平成30年度優秀映画鑑賞推進事業Qプログラム

『煙突の見える場所』['53] 監督 五所平之助
『この広い空のどこかに』['54] 監督 小林正樹
『裸の島』['60] 監督 新藤兼人
『名もなく貧しく美しく』['61] 監督 松山善三

 あたご劇場での平成30年度優秀映画鑑賞推進事業Qプログラムは、平日五日間の上映会だったので、午後から休みを取って、八年前に観た名もなく貧しく美しくを除く三作品を観て来た。
 
 午後イチで観たのは『裸の島』で、さすがに初見のときほどの衝撃はないものの、台詞をいっさい剥ぎ取ったアグレッシヴな映像の語るドラマの力に改めて感心した。舟を漕いで海を渡り桶に水を汲んで天秤棒で運び込んでこないと斜面に開墾した畑に作物は育たないのが“裸の島”なのだ。そのような過酷な生活を黙々と営む家族の姿に深い象徴性が宿っていて圧巻の作品だと思う。生きるということや人間、労働というものの根幹がそこにあるように感じるのだが、今どきの人たちが観ると、他方で垣間見せる“テレビもある世界との隔たり”に、違和感ばかりが残るのではないかという気もした。
 それにしても、乙羽信子は過酷な水運びのどこまでを実演していたのだろう。かなりの部分が吹き替えに見えたものの、平地ではきちんとやっていたように思う。たいしたものだ。最初に観たのはいつだったのか、手元の記録を辿ってみたが、豈図らんや、記録が残っていなかった。
 
 続いて観た『この広い空のどこかに』と『煙突の見える場所』は、ともに高度成長期に入る少し前の戦後復興後期の日本人の生活を描いていて実に興味深かった。この時代、まだまだ貧しいながらも日本人の心根の良さが慎ましく描かれていて美しかった。前者の泰子(高峰秀子)の負っていた障碍や後者の弘子(田中絹代)の重婚戸籍などに、戦災の影が色濃く差していて物語における重要なモチーフになっている。
 泰子の弟のぼる(石浜 朗)の見せる屈託のない明るさは、おそらく足に障碍を負う前には、姉の泰子にも弟以上に備わっていたものだったような気がしてならなかった。

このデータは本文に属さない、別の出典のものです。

PR #184, opened 2021-02-06
Pep8 format

### LINKED ISSUE #183: Format code to comply with PEP8 standard

Serene-Arc:
Closes #183 

Sweeping changes to the code but little of actual substance; mostly this was just formatting the code to make it easier to refactor and merge in changes in the future.

The changes are pretty simple:
	- Formatting each file according to the PEP8 standard with autopep8
		- The sole exception is a line length of 120 instead of 80 because I think 80 is stupid
	- Sorting imports and removing any unused imports
	- Condensing some multiline code

For the most part, each change is confined to a single file. I'll be doing a broader refactor soon but in order to keep the git diffs smaller and to keep more atomic commits, all of the autoformatting has been done here.

### DIFF
--- a/src/errors.py
+++ b/src/errors.py
@@ -1,9 +1,11 @@
 import sys
 
+
 def full_exc_info(exc_info):
 
     def current_stack(skip=0):
-        try: 1/0
+        try:
+            1 / 0
         except ZeroDivisionError:
             f = sys.exc_info()[2].tb_frame
         for i in range(skip + 2):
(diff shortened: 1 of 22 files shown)


Serene-Arc:
Also this would be best squashed because there's a lot of small commits for each individual file

src/errors.py
```diff
@@ -33,80 +35,102 @@ def __init__(self, tb_frame, tb_lineno, tb_next):
...
+
 class InsufficientPermission(Exception):
     pass
 
+
 class InvalidSortingType(Exception):
     pass
 
-class FileNotFoundError(Exception):
-    pass
```
aliparlakci, line 85: I assume you removed this error as it is not referenced anywhere?

aliparlakci (changes requested):
Great!

Do you think we should make refactoring on a different branch? I created `develop` branch from master and we can merge this into there instead of master.

src/errors.py
Serene-Arc: FileNotFoundError is an error that is built into Python, so by defining it there, it was overwriting something that already exists. For an exception, it *probably* doesn't matter too much doing that, but in this case it doesn't seem to be necessary. Still, one of the things I have planned for the refactoring is to remove all of the shadowed functions because they can be confusing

また、泰子の弾く琴を聴いて母しげ(浦部粂子)が言った「音(ね)の冴え」という言葉遣いが耳に残った。嫁取りをした家の親が花嫁花婿を連れて近所を巡り回るのが婚礼の挨拶だったのは、一体いつ頃までのことだったのだろう。酒や醤油の量り売りなども含め、家族や夫婦の関係を描いて、既に失われた風俗画としての観応えが詰まっている作品だったように思う。
 
 最後に観た『煙突の見える場所』では、オープニングのナレーションで示される“四本にも三本にも、二本にも一本にも見える「お化け煙突」”の一本とはどういうものだろうと思っていた部分を最後にきちんと見せてくれたことに満足した。四本の煙突とは、一つ屋根の下に住む緒方夫妻(上原謙・田中絹代)と間借り人の東仙子(高峰秀子)と久保健三(芥川比呂志)のことなのだろうが、『この広い空のどこかに』ともども、家族とは血縁ではなく、一つ屋根の下で喜怒哀楽の交錯を重ね合う関係によって構築されるものだという家族観が窺えるような気がした。そこには、家制度を廃した戦後民主主義の理念が投影されていたように思う。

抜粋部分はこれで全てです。